Shutterstock / WAYHOME studio

“Myself and two of my good friends on the job went to a top floor apartment. I had met the strange guy about 2 weeks prior. He was approximately 50 years old, and I’d say about 5’10” max.

Anyway, we walked in front door of his flat, and the stench of death was unbelievably strong. There was blood filled human feces everywhere. We literally had to walk through it. He was in his bedroom slumped in a corner behind a door and fully clothed. In direct sunlight. Parts of his body had become one with the carpet, intertwined with his blood filled feces. His body has swollen up like a balloon due to his heating being at maximum, as well as having been in direct sunlight for at least 1 week.

The time came to move his body, we knew it was going to be very, very smelly.

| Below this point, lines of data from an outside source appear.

PR #3515, opened 2026-05-15
NOISSUE - Update bootstrap content format, update profile method and add profile search

nyagamunene:
# What type of PR is this?

This is a feature/refactor because it improves the Bootstrap profile management API with better content format handling, profile listing search, proper DB query patterns, and a corrected update response.

## What does this do?

This PR makes several improvements to the Bootstrap profile management layer:

**1. Rename `template_format` → `content_format`**
The field was renamed across the API, service, Postgres layer, and mocks. A new migration (`configs_16`) renames the column in the `profiles` table via `ALTER TABLE`. The field describes the output format of the rendered `content_template` (go-template, raw, json, yaml, toml), not the format of the uploaded document.

**2. Infer `content_format` from `Content-Type` on profile upload**
When uploading a profile with a JSON, YAML, or TOML body, if `content_format` is not explicitly set in the document, it is now inferred from the `Content-Type` header. Previously the format always defaulted to JSON regardless of the uploaded file type.

**3. Add `config_id` to render-preview endpoint**
The render-preview endpoint now accepts an optional `config_id` in the request body. When provided, the config and its bindings are loaded from the database instead of requiring the caller to supply them inline. Inline `config` and `bindings` fields still work for ad-hoc preview.

**4. Profile listing search by name**
`GET /{domain_id}/clients/bootstrap/profiles` now accepts an optional `name` query parameter for case-insensitive substring filtering (e.g. `?name=gateway`). The Postgres implementation uses named parameters and the `PageQuery`/`applyOrdering` helper pattern consistent with the clients listing implementation.

**5. Fix positional SQL parameters in profiles repository**
All remaining `$1`/`$2` positional parameters in `bootstrap/postgres/profiles.go` have been replaced with named parameters (`:id`, `:domain_id`) using `NamedQueryContext`/`NamedExecContext` with typed DB structs, eliminating a SQL injection risk.

**6. `UpdateProfile` returns the updated profile from DB**
The `Update` SQL query now includes a `RETURNING` clause so the freshly-persisted row (with correct `updated_at` and `version`) is returned to the caller. `ProfileRepository.Update`, `Service.UpdateProfile`, and all middleware/tracing/event-store layers now return `(Profile, error)` instead of just `error`. The update endpoint responds with the DB-fresh profile.

- Related Issue #

Yes. Tests have been added or updated at multiple levels:

- **API endpoint tests** (`bootstrap/api/endpoint_test.go`) — new `TestListProfiles` table-driven test covering name-filter and limit-exceeded cases; new upload test cases for JSON/YAML/TOML `content_format` inference; extended `TestRenderPreview` with `config_id` cases.
- **Service tests** (`bootstrap/service_test.go`) — new `"list profiles filtered by name"` case in `TestListProfiles`; updated `TestUpdateProfile` mock to return `(Profile, error)`.
- **Repository tests** (`bootstrap/postgres/configs_test.go`) — existing `render_context` test updated to match renamed field.

No documentation update required. The changes are API-compatible improvements (additive fields, column renamed via migration, corrected response body).

### Notes

- The `content_format` rename is backward-compatible at the API level; only the Postgres column is renamed via migration.
- The `config_id` field in render-preview is optional — existing callers passing inline `config`/`bindings` are unaffected.
- Profile listing name search uses `ILIKE '%' || :name || '%'` (case-insensitive substring match), consistent with how client listing works.

### DIFF
--- a/bootstrap/postgres/profiles.go
+++ b/bootstrap/postgres/profiles.go
@@ -138,30 +138,33 @@ func applyProfilesOrdering(q string) string {
 	return fmt.Sprintf("%s ORDER BY created_at DESC", q)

The undertakers moved him an inch, and I swear it sounded like a tidal wave as all the boils of puss and what not burst over his entire body. It poured onto the carpet, and myself and another guy made a run for the front door. Sadly, one guy got stuck in the room with the body with this wave of rancid bodily fluid seeping through the carpet towards him. The stench in the hall was the most intense, deathly smell I’ve ever been subjected to. The guy in the room couldn’t even describe it.

To this day, I’ve had to peel a face off a table as well as move a male who had died covered in his own feces. Nothing however comes close to what we now refer to as a Gregory.”